10712 posts in 4530 days


#4 posted 09-23-2020 04:58 AM

I’d say just “celebrate” the uneveness. You can square it up in a variety of ways with a lot of elbow grease though. If you insist I’d steer you towards a surform “plane” and a “sanding board” after. Think of it like car bodywork.

View Rich's profile

Rich

5983 posts in 1472 days


#5 posted 09-23-2020 05:16 AM

Since you mentioned a belt sander, I assume you have one. Go get some 36 grit belts and that thing will be flat before you know it. From there you can sand it to whatever grit you like.

-- Half of what we read or hear about finishing is right. We just don’t know which half! — Bob Flexner

View LeeRoyMan's profile

LeeRoyMan

1422 posts in 609 days


#6 posted 09-23-2020 01:21 PM

Clamp them babies together, stand them up, and make a router sled…
Or belt sand them. I’ve got a lot of miles using a belt sander, so that’s what I probably would do.
Either way standing them up, would help.

Just need to get a good bench to stand on.

View Aj2's profile

Aj2

3414 posts in 2681 days


#7 posted 09-23-2020 01:40 PM

It looks like someone is woodworking in their living room. There’s really no secret tricks when working with big timber.
Big wood big machines or make due with what you have.
If I had those timber Id cut them in half long ways so they aren’t so thick.
Good Luck

-- Aj

View woodbutcherbynight's profile

woodbutcherbynight

6297 posts in 3292 days


#8 posted 09-23-2020 02:34 PM

Few suggestions.
1. The circled board is going to piss you off and generally be a Royal pain in your neck FOREVER.

2. 8×8’s for a coffee table? What activities do you plan for the table? Holding elephants? LOL

3. Being new to woodworking I always suggest smaller projects. My Grandfather told me we learned to crawl first, not run marathons.

4. You don’t need exotic woods to produce a functional piece of furniture that looks great. Plywood with some edge banding will make a beautiful top for a coffee table and last a long time. Small enough project that you can be successful without dealing with wood splitting and wood movement right off the start.

Prove it? This was made with scrap plywood and pine edge banding.

5. Invest in some hand planes but know that too will take time and practice to get a smooth flat surface. Never mind the time and elbow grease.

-- Live to tell the stories, they sound better that way.

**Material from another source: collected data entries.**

PR #2535, opened 2026-08-20
fix(tools): record the operator's HITL reply at every gate, not only the mesh one

cagataycali:
## Problem

Three tools stop and ask a human before an agent-issued command reaches a robot or a training run:

- `robot_mesh` gates the physical-actuation actions (`emergency_stop`, `broadcast`, `tell`, `send`, `stop`, `rpc`)
- `use_ros` gates a `publish` / `service_call` / `action_send_goal` aimed at a safety-critical graph surface (`/cmd_vel`, `/emergency_stop`, `/joint_trajectory`, ...)
- `lerobot_train` gates the `extra_flags` that control output paths, telemetry and code loading (`output_dir`, `wandb.api_key`, `policy.pretrained_path`, ...)

Each gate owes the operator's reply two things that pull in opposite directions. It must **not** reach the model - a flat sentinel goes back instead, so an agent that authors the approval reason cannot make the operator's typed answer carry data into the context. And it must reach the **local audit log**, because every gate accepts a canonical affirmative only (`y` / `yes` / `approve` / `approved`): a reply that carries a *reason* is therefore always a decline, and that row is the only place the reason survives.

The echo half was honoured at all three gates. The record half was honoured at one.

Driving each gate through its real entry point with a reasoned decline and then an approval, and reading the audit log back with `read_audit_log()`:

| gate | verdict | reply reached the model | audit rows | reply in the row |
|---|---|---|---|---|
| `use_ros` decline | halted | no | **0** | no |
| `use_ros` approve | proceeded | no | **0** | no |
| `lerobot_train` decline | halted | no | **0** | no |
| `lerobot_train` approve | proceeded | no | **0** | no |
| `robot_mesh` decline | halted | no | 1 | yes |
| `robot_mesh` approve | proceeded | no | 1 | yes |

`use_ros` and `lerobot_train` wrote nothing on either outcome - and not just no audit row: capturing every log record emitted during a declined `/cmd_vel` publish returns **zero records**. So an operator who declines an agent's request to drive a robot, or to redirect a training run's output path, leaves no trace that a gate fired at all, let alone why they refused. The approved path is equally silent, so nothing records that a human authorised the agent to reach that surface - which is the first question an incident review asks.

## Change

One owner writes the row: `strands_robots/tools/_hitl_audit.py::log_operator_response`. Each of the three gates calls it on **both** outcomes.

A single owner rather than a row each gate spells itself: a forensic reader greps one phrasing, and a gate that formatted the row locally could drift to `operator refused` and become invisible to a search for `operator declined`, with no way to tell that apart from a gate that wrote nothing. `robot_mesh` therefore routes through it too, and its rows are unchanged - asserted byte-identical against the payload it wrote before.

The row carries the verb, the target, the verdict and the operator's literal reply, `repr`-quoted (so a reply containing a newline cannot forge a second record) and bounded to 500 characters, matching the audit-detail bound the mesh tool already applied. The audit module is imported inside the call, as the mesh tool already does, so a tool that gates a ROS graph or a training run does not pay for the transport stack on import. An audit write that fails is logged at DEBUG and swallowed: the record is owed, but an unwritable audit log must not turn a decline into an exception the gate never accounted for.

`docs/ros2-integration.md` already stated the echo half ("the reply text is never echoed back into the agent's context") and was silent on the record; it now states both, and why a reasoned reply is always a decline.

## Tests

`tests/tools/test_hitl_operator_response_audit.py` grades the **observable** - a row exists, carrying the reply - rather than which function writes it, and derives the set of gates from the `interrupt()` call sites so a fourth gate is graded on arrival instead of inheriting the silence.

**12 failed / 12 passed** against `upstream/main`; 24 pass after. The failures are behavioural, e.g. `use_ros wrote 0 operator rows for a decline, want 1: []` and `the declined publish left no readable audit row: []`.

The 12 that pass on both trees are the controls, and each fails for a specific wrong fix:

- the reply is still absent from every gate's model-visible text (fails if recording it starts echoing it)
- `robot_mesh`'s recorded payload is byte-identical (fails if the shared owner changes the row shape)
- every gate reaches the same verdict when the audit write raises `OSError` (fails if the record becomes load-bearing for safety)
- the `interrupt()`-site scan matches the graded table (fails if the discovery rule breaks, so a clean result cannot be vacuous)

One assertion is worth naming: the row must name the verb and the target, and `emergency_stop`'s target is legitimately **empty** - it is fleet-wide, so no single peer is named. The expected target is pinned per gate rather than asserted non-empty, which keeps that deliberate.

## Verification

- `ruff check` / `ruff format --check` over `strands_robots tests tests_integ`: clean
- `mypy strands_robots tests tests_integ`: **24 errors on this branch, 24 on a pristine `upstream/main`**, none in the changed files
- 233 test files covering the three tools, every test touching the audit helpers or the operator-response path, and the repo-wide docstring/changelog/source-string guards, measured at `123bbd4`:

|---|---|---|---|---|
| this branch | 12 | 11268 | 90 | 11370 |
| `upstream/main`, with the new test file copied in | 24 | 11255 | 90 | 11369 |

Branch-only failing ids: **empty**. Base-only: exactly the 12 pre-fix failures. The `+1` collected is the new module enrolling in the repo-wide `test_no_teardown_method_imports_a_stdlib_module[tools/_hitl_audit.py]` case, which passes - so the passed delta of 13 is those 12 plus that one.

The 12 failures shared by both trees are dependency-absent locally and green on CI: 8 in `tests/mesh/test_iot_connect_timeout_domain.py` (`awsiotsdk`), 2 in `tests/test_device_connect_hardening.py` (`device_connect_agent_tools`), and 2 `TestInProcessTrainerCorrectness` cases (an older `draccus` than the declared floor). None is in a file this branch touches.

## Artifact

One capture script per tree drives all three gates in a single operator session against a real audit directory, then reads the log back with `read_audit_log()`. Same script, same package code elsewhere; the only variable is the branch.

operator-verdict audit trail

The gate verdicts are identical in both trees (refused / refused / allowed) and the reply reaches the model in neither. What changes is that the log goes from **1 of 3** prompts recorded to **3 of 3**, and the two declines carry the operator's reason (`'n - not while the cell door is open'`, `'n - that path is the shared archive'`) instead of leaving a gap.


yinsong1986 (approved):
## Summary

Closes the record half of the HITL operator-reply contract: `use_ros` and `lerobot_train` gated safety-critical commands but wrote no audit row on either outcome, so a declined `/cmd_vel` publish or `output_dir` override left no trace that a gate fired or why an operator refused. The fix routes all three gates through a single owner (`strands_robots/tools/_hitl_audit.py::log_operator_response`) that writes the row on both verdicts, repr-quoted and bounded to the same 500-char detail limit the mesh tool already applied, while the reply continues to never reach the model. Verified locally at head `6a2136db`: the new suite is 24/24 on the branch and exactly 12 failed / 12 passed with the test file copied onto `upstream/main` (matching the PR's claim); `ruff check` and `ruff format --check` are clean on all changed files; the one failure in the wider `tests/tools/` run (`test_lerobot_train_size_knob_domain.py`) reproduces identically on `upstream/main` and is environment-local, not from this diff.

## What's good

- The `except Exception` in the new module is the one sanctioned shape: a documented, tested recovery path matching `_audit_tool_action`'s existing pattern, with the AGENTS.md citation inline and an `OSError`-injection control asserting the gate's verdict is unchanged when the audit write fails.
- `robot_mesh`'s recorded payload is pinned byte-identical, so the consolidation cannot silently drift the row shape a forensic reader greps for.
- The graded gate set is derived from the `interrupt()` call sites via an AST scan, so a fourth gate is graded on arrival rather than inheriting the silence - and a control pins the scan against the table so a clean result cannot be vacuous.
- Compliance is complete: changelog fragment (step 3), AGENTS.md pin entry, `STRANDS_MESH_AUDIT_DIR` redirected to `tmp_path` in the on-disk test, no host paths, ASCII-only strings, lazy import of the transport stack documented at the import site.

View controlfreak's profile

controlfreak

1293 posts in 484 days


#9 posted 09-23-2020 03:04 PM

I would put that starfish board in the middle but bandit is right, it looks like it is itching for a fight. If this is getting cut in the Livingroom then a hand saw is going to be your only option to not spread (as much) dust all over. May want to watch some You Tube on sawing techniques before starting.

View LeeRoyMan's profile

LeeRoyMan

1422 posts in 609 days


#10 posted 09-23-2020 03:27 PM



I would put that starfish board in the middle but bandit is right, it looks like it is itching for a fight. If this is getting cut in the Livingroom then a hand saw is going to be your only option to not spread (as much) dust all over. May want to watch some You Tube on sawing techniques before starting.

- controlfreak

Bandit?

Just an idea,
Route in some 2 or 3” wide iron straps to go across the top and down the sides,
about 6” in from each side and put 1 in the middle.